Combining insider and outsider perspectives, Women in Lebanon looks at Christian and Muslim women living together in a multicultural society and facing modernity. While the Arab Spring has begun to draw attention to issues of change, modernity, and women's subjectivity, this manuscript takes a unique approach to examining and describing the Lebanese "alternative modernities" thesis and how it has shaped thinking about the meaning of terms like evolution, progress, development, history, and politics in contemporary Arab thought. The author draws on extensive ethnographic research, as well as her own personal experience.

Nazira Zeineddine

Author : Miriam Cooke
Publisher : Simon and Schuster
Page : 168 pages
File Size : 53,8 Mb
Release : 2012-12-01
Category : Religion
ISBN : 9781780742144

Get Book

Nazira Zeineddine by Miriam Cooke Pdf

In 1928, a young Lebanese woman, Nazira Zeineddine al-Halabi, wrote a book called "Unveiling and Veiling", an indictment of patriarchal oppression in which she boldly stated that the veil was un-Islamic, directly challenging the teachings of wiser" male scholars. Considered by many an attack on Islam, it rocked the Muslim world and was banned by many clerics, although it quickly went into a second edition and was translated into several languages. In this latest addition to Makers of the Muslim World series, Miriam Cooke offers an intimate portrait of the life and work of this pioneering champion of Islamic feminism.
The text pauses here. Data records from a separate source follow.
PR #4178, opened 2016-08-04
New Persistence API with higher scalability limits

jasongilanfarr:
Major changes

- New Persistence API with support for ZK, Memory, and Two caching modes.
- Move all storage related "stuff" into marathon/core/storage
- Default the storage backend to the new ZK API.
- Lazy storage of Groups (new API only) where Apps are stored separately.
- Only GroupRepository is allowed write access to AppRepository
- Completely unify the persistence API between new and old, keeping a single, simplified chain of Repositories.
- Make versioned repositories explicit.
- Prepare for a future where typesafe config is used as opposed to a million command line options (storage supports it now).
- Refactor migration a bit to differentiate new API vs old API (needs a bit more work)
- Run repository tests against all of the backing stores.
- (in some cases) remove mocks and prefer the in memory implementation where it otherwise makes sense (not to simulate errors, etc).
- Add ZookeeperServerTest that will spin up/down a zk server and provide a client on a ephemeral port. This has the major advantage of bringing us closer to being able to run tests in parallel.
- Add a Garbage Collector to the new persistence store that will try to enforce max versions, but in the background.
  The garbage collector is triggered by deployment plan deletion.

Minor changes

- run scalastyle for test in compile, not test.
- add plugin to auto-resolve documentation links
- remove lots of Guice Injections for Storage.
- Use immutable.Seq across the persistence layer.
- Use OffsetDateTime (java8 time) for versioning in the new API as it is strictly better than timestamp.
- Make some traits have companion objects so they can be imported instead of mixed-in.
- Add a generic Sink stage that can drain into any collection, then wrap the Akka Sink API in a companion.
- Add some tooling for enriched Locks.
- Add scala friendly API around typesafe config.
- Add RichFuture that adds "asTry" which makes a future always complete, but with a try instead (very nice for async/await)
- Fix some oversight issues with CapConcurrentExecutions.
     I would like to remove the actor from this and make it a functional transform instead.
- Add a SettableClock (the java8 time Clock) that lets you control time a bit easier for testing.


aquamatthias:
GCActorTest is failing:
```
GcActorTest:
GcActor when compacting should 
- block plans with deleted roots until compaction completes *** FAILED *** (32 milliseconds)
  false was not true (GcActorTest.scala:340)
  org.scalatest.exceptions.TestFailedException:
  at org.scalatest.MatchersHelper$.newTestFailedException(MatchersHelper.scala:160)
  at org.scalatest.Matchers$ShouldMethodHelper$.shouldMatcher(Matchers.scala:6254)
  at org.scalatest.Matchers$AnyShouldWrapper.should(Matchers.scala:6288)
```

src/test/scala/mesosphere/marathon/core/storage/repository/GcActorTest.scala
```diff
@@ -0,0 +1,482 @@
+package mesosphere.marathon.core.storage.repository
```
aquamatthias: move to impl

src/test/scala/mesosphere/marathon/core/storage/repository/GroupRepositoryTest.scala
```diff
@@ -0,0 +1,215 @@
+package mesosphere.marathon.core.storage.repository
```
aquamatthias: move to impl

aquamatthias:
Package structure: ideally we would have separated modules:
- module 1: defines abstract how to store things, with implementations for specific storage layer. This module can be part of a library that can be used as is elsewhere (e.g. metronome)
- modules 2: uses module1  and defines specific classes used in Marathon. This module will be part of Marathon only.

I think we have the classes and traits, but the modules/namespace mixes both currently.

src/main/scala/mesosphere/marathon/core/storage/repository/impl/GcActor.scala
```diff
@@ -0,0 +1,438 @@
...
+  * - While deleting, check any store requests to see if they _could_ conflict with the in progress deletions.
+  *   If and only if there is a conflict, 'block' the store (via a promise/future) until the deletion completes.
+  *   If there isn't a conflict, let it save anyway.
+  * - When the deletion completes, inform any attempts to store a potential conflict that it may now proceed,
+  *   then transition back to idle or scanning depending on whether or not one or more additional GC Requests
+  *   were sent to the actor.
+  * - If compact fails for any reason,  transition back to idle or scanning depending on whether or not one or
+  *   more additional GC Requests were sent to the actor.
+  */
+private[storage] class GcActor[K, C, S](
```
aquamatthias: Making this an FSM was a really good idea - very clean.

src/main/scala/mesosphere/marathon/core/event/impl/callback/SubscribersKeeperActor.scala
```diff
@@ -38,38 +41,46 @@ class SubscribersKeeperActor(val store: EntityStore[EventSubscribers]) extends A
...
 
   protected[this] def add(callbackUrl: String): Future[EventSubscribers] =
-    store.modify(Subscribers) { deserialize =>
-      val existingSubscribers = deserialize()
-      if (existingSubscribers.urls.contains(callbackUrl)) {
-        log.info("Existing callback {} resubscribed.", callbackUrl)
-        existingSubscribers
-      } else EventSubscribers(existingSubscribers.urls + callbackUrl)
-    }
+    lockManager.executeSequentially("") {
```
aquamatthias: Add a message here.

src/main/scala/mesosphere/marathon/core/event/impl/callback/SubscribersKeeperActor.scala
```diff
@@ -38,38 +41,46 @@ class SubscribersKeeperActor(val store: EntityStore[EventSubscribers]) extends A
...
-
-      if (existingSubscribers.urls.contains(callbackUrl))
-        EventSubscribers(existingSubscribers.urls - callbackUrl)
-
-      else {
-        log.warning("Attempted to unsubscribe nonexistent callback {}", callbackUrl)
-        existingSubscribers
-      }
-    }
+    lockManager.executeSequentially("") {
```
aquamatthias: add a message here

src/main/scala/mesosphere/marathon/core/storage/repository/impl/legacy/EntityRepository.scala
```diff
@@ -0,0 +1,214 @@
+package mesosphere.marathon.core.storage.repository.impl.legacy
```
aquamatthias: Rename file to LegacyEntityRepository

src/main/scala/mesosphere/marathon/core/storage/repository/impl/legacy/GroupEntityRepository.scala
```diff
@@ -0,0 +1,53 @@
+package mesosphere.marathon.core.storage.repository.impl.legacy
```
aquamatthias: Just curious, why this is not defined in LegacyEntityRepository.

src/main/scala/mesosphere/marathon/core/storage/repository/impl/legacy/store/EntityStore.scala
```diff
@@ -1,10 +1,12 @@
-package mesosphere.marathon.state
+package mesosphere.marathon.core.storage.repository.impl.legacy.store
```
aquamatthias: Can you please also move also move all relevant marathon/state/*Test.scala classes so they live side by side?

src/main/scala/mesosphere/marathon/core/storage/repository/impl/PersistenceStoreRepository.scala
```diff
@@ -0,0 +1,53 @@
...
+import akka.http.scaladsl.marshalling.Marshaller
+import akka.http.scaladsl.unmarshalling.Unmarshaller
+import akka.stream.scaladsl.Source
+import akka.{ Done, NotUsed }
+import mesosphere.marathon.core.storage.repository.{ Repository, VersionedRepository }
+import mesosphere.marathon.core.storage.store.{ IdResolver, PersistenceStore }
+
+import scala.concurrent.Future
+
+class PersistenceStoreRepository[Id, V, K, C, S](
```
aquamatthias: Perhaps add a little scala doc: this is the default repository...

jasongilanfarr:
I think this is still a tiny bit racey- I ran the suite in a loop for
10,000 iterations. 37 of them failed.

aquamatthias:
LGTM. @kensipe @unterstein please help reviewing the latest commits to get this PR merged

jasongilanfarr:
Retest this please

jasongilanfarr:
retest this please

jasongilanfarr:
retest this please

.sbtopts
```diff
@@ -1,5 +1,15 @@
--mem 4096
+-mem 8192
 -J-XX:MaxMetaspaceSize=512m
 -J-XX:+UseConcMarkSweepGC
 -J-XX:+CMSClassUnloadingEnabled
-
+-J-server
+-J-XX:+CMSParallelRemarkEnabled
+-J-XX:+UseCMSInitiatingOccupancyOnly
+-J-XX:+ScavengeBeforeFullGC
```
jdef: stutter

scalastyle-config.xml
```diff
@@ -115,11 +115,6 @@
  </check>
  <check level="error" class="org.scalastyle.scalariform.DeprecatedJavaChecker" enabled="true"/>
  <check level="error" class="org.scalastyle.scalariform.EmptyClassChecker" enabled="true"/>
- <check level="error" class="org.scalastyle.scalariform.ClassTypeParameterChecker" enabled="true">
```
jdef: why remove this? Aren't single-character type parameters idiomatic?

src/main/scala/mesosphere/marathon/MarathonScheduler.scala
```diff
@@ -37,7 +38,7 @@ class MarathonScheduler @Inject() (
     frameworkId: FrameworkID,
     master: MasterInfo): Unit = {
     log.info(s"Registered as ${frameworkId.getValue} to master '${master.getId}'")
-    frameworkIdUtil.store(frameworkId)
+    Await.result(frameworkIdRepository.store(FrameworkId.fromProto(frameworkId)), zkTimeout)
```
jdef: Looking at the underlying JNI glue code (mesos project) it appears that any runtime execption in this callback will cause the mesos driver to `abort()`. Which is probably fine ... I just don't see that fact documented anywhere except the c++ code.

src/main/scala/mesosphere/marathon/MarathonScheduler.scala
```diff
@@ -136,7 +137,7 @@ class MarathonScheduler @Inject() (
   protected def suicide(removeFrameworkId: Boolean): Unit = {
     log.error(s"Committing suicide!")
 
-    if (removeFrameworkId) Await.ready(frameworkIdUtil.expunge(), config.zkTimeoutDuration)
+    if (removeFrameworkId) Await.ready(frameworkIdRepository.delete(), config.zkTimeoutDuration)
```
jdef: If this times out we still probably want to asyncExit, right?

src/main/scala/mesosphere/marathon/MarathonSchedulerActor.scala
```diff
@@ -334,7 +338,7 @@ object MarathonSchedulerActor {
     createSchedulerActions: ActorRef => SchedulerActions,
     deploymentManagerProps: SchedulerActions => Props,
     historyActorProps: Props,
-    appRepository: AppRepository,
+    appRepository: ReadOnlyAppRepository,
```
jdef: :+1: I like the more narrow interface

src/main/scala/mesosphere/marathon/core/CoreGuiceModule.scala
```diff
@@ -164,11 +206,15 @@ class CoreGuiceModule extends AbstractModule {
       capMetrics,
       actorRefFactory,
       "serializeTaskStatusUpdates",
-      maxParallel = config.internalMaxParallelStatusUpdates(),
+      maxConcurrent = config.internalMaxParallelStatusUpdates(),
       maxQueued = config.internalMaxQueuedStatusUpdates()
-    )
+    )(ExecutionContext.global)
```
jdef: isn't this the default? wondering why this is passed explicitly

src/main/scala/mesosphere/marathon/core/election/impl/CuratorElectionService.scala
```diff
@@ -106,8 +106,18 @@ class CuratorElectionService(
       connectString(config.zkHosts).
       sessionTimeoutMs(config.zooKeeperSessionTimeout().toInt).
       aclProvider(new ACLProvider {
+        val rootAcl = {
```
jdef: does this fix some related (but not specific to this PR) bug?

src/main/scala/mesosphere/marathon/core/event/impl/callback/SubscribersKeeperActor.scala
```diff
@@ -38,38 +42,46 @@ class SubscribersKeeperActor(val store: EntityStore[EventSubscribers]) extends A
...
+          log.info("Existing callback {} resubscribed.", callbackUrl)
+          subscribers
+        } else EventSubscribers(subscribers.urls + callbackUrl)
+
+        if (updated != subscribers) {
+          await(store.store(updated))
+        }
+        updated
+      }(ExecutionContext.global)
+    }(ExecutionContext.global) // blocks a thread, don't block the actor.
```
jdef: just to be sure I understand:

CURRENT STATE: executeSequentially immediately blocks on obtaining the lock and only releases the lock once the `async {}` completes. executeSequentially may return before the lock is actually released.

FUTURE STATE: invoking executeSequentially will not block, and instead will queue an async operation that will be executed exclusive of all others sync'd to the same lock-name?

scalastyle-config.xml
jasongilanfarr: The way scalacheck does them breaks some of the common idioms, e.g.:

sealed trait X
...
assume 'y' is of type X
```
y match {
   case SomeSpecific(x) =>
   case SomeOtherSpecific(z) =>
   case catchOthers => 
}
```
catchOthers is _guaranteed_ to be of type 'X' and the scalastyle check complains because the type isn't there.

src/main/scala/mesosphere/marathon/MarathonScheduler.scala
jasongilanfarr: Don't think anything changed there... the name of `expunge` is just `delete` now.

src/main/scala/mesosphere/marathon/MarathonSchedulerActor.scala
```diff
@@ -306,23 +310,23 @@ class MarathonSchedulerActor private (
   }
 
   def deploy(driver: SchedulerDriver, plan: DeploymentPlan): Unit = {
-    deploymentRepository.store(plan).foreach { _ =>
+    deploymentRepository.store(plan).foreach { done =>
```
jasongilanfarr: It could, a ton of Unit could be done. I accidentally named the useless 'done' after running into some strange errors and forgot to remove it.

src/main/scala/mesosphere/marathon/core/CoreGuiceModule.scala
jasongilanfarr: There isn't an implicit in scope.

src/main/scala/mesosphere/marathon/core/election/impl/CuratorElectionService.scala
jasongilanfarr: accident, but harmless.

src/main/scala/mesosphere/marathon/core/event/impl/callback/SubscribersKeeperActor.scala
jasongilanfarr: Old:
PersistenceStore would let you provide a `change` method that updated the existing state.

New:
PersistenceStore doesn't provide you a method to change the existing state given the old state. So you have to read it first yourself if you want a "go grab what I stored last time, append something to it, then store it". And you probably want only a single writer allowed to do this at a time.

src/main/scala/mesosphere/marathon/core/storage/store/impl/BasePersistenceStore.scala
```diff
@@ -0,0 +1,152 @@
...
+    k: Id,
+    version: OffsetDateTime)(implicit ir: IdResolver[Id, V, Category, K]): Future[Done] = {
+    lockManager.executeSequentially(k.toString) {
+      rawDelete(ir.toStorageId(k, Some(version)), version)
+    }
+  }
+
+  protected def rawDeleteAll(k: K): Future[Done]
+
+  final override def deleteAll[Id, V](k: Id)(implicit ir: IdResolver[Id, V, Category, K]): Future[Done] = {
```
jdef: why are some of these overrides final and others not?

src/main/scala/mesosphere/marathon/core/storage/store/impl/zk/ZkPersistenceStore.scala
```diff
@@ -0,0 +1,261 @@
...
+import scala.async.Async.{ async, await }
+import scala.collection.immutable.Seq
+import scala.concurrent.duration.Duration
+import scala.concurrent.{ ExecutionContext, Future }
+import scala.util.control.NonFatal
+import scala.util.{ Failure, Success }
+
+case class ZkId(category: String, id: String, version: Option[OffsetDateTime]) {
+  private val bucket = math.abs(id.hashCode % ZkId.HashBucketSize)
+  def path: String = version.fold(f"/$category/$bucket%x/$id") { v =>
```
jdef: why is `path` a `def` instead of a `val`? Couldn't this be declared as:
```
val path: String = {
  val bucket = math.abs(...)
  version.fold(...) { ... }
}
```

Women and Islam in Bangladesh

Author : T. Hashmi
Publisher : Springer
Page : 254 pages
File Size : 47,5 Mb
Release : 2000-03-10
Category : Social Science
ISBN : 9780333993873

Get Book

Women and Islam in Bangladesh by T. Hashmi Pdf

This work of research by Taj Hashmi puts the issue of women's position in society in historical as well as Islamic perspectives to relate it to the objective conditions in Bangladesh. In eight illuminating chapters, he narrates how Quranic edicts about women have through the ages been misinterpreted by the power elites and the mullahs to suppress women. Even NGOs are not immune from exploiting them. Hope, according to the author, lies in the literacy and economic self-reliance of the Bangladeshi women.

Women Claim Islam

Author : Miriam Cooke
Publisher : Routledge
Page : 139 pages
File Size : 41,6 Mb
Release : 2004-11-23
Category : Literary Criticism
ISBN : 9781135959432

Get Book

Women Claim Islam by Miriam Cooke Pdf

This provocative collection addresses the ways in which Arab women writers are using Islam to empower themselves, and theorizes the conditions that have made the appearance of these new voices possible.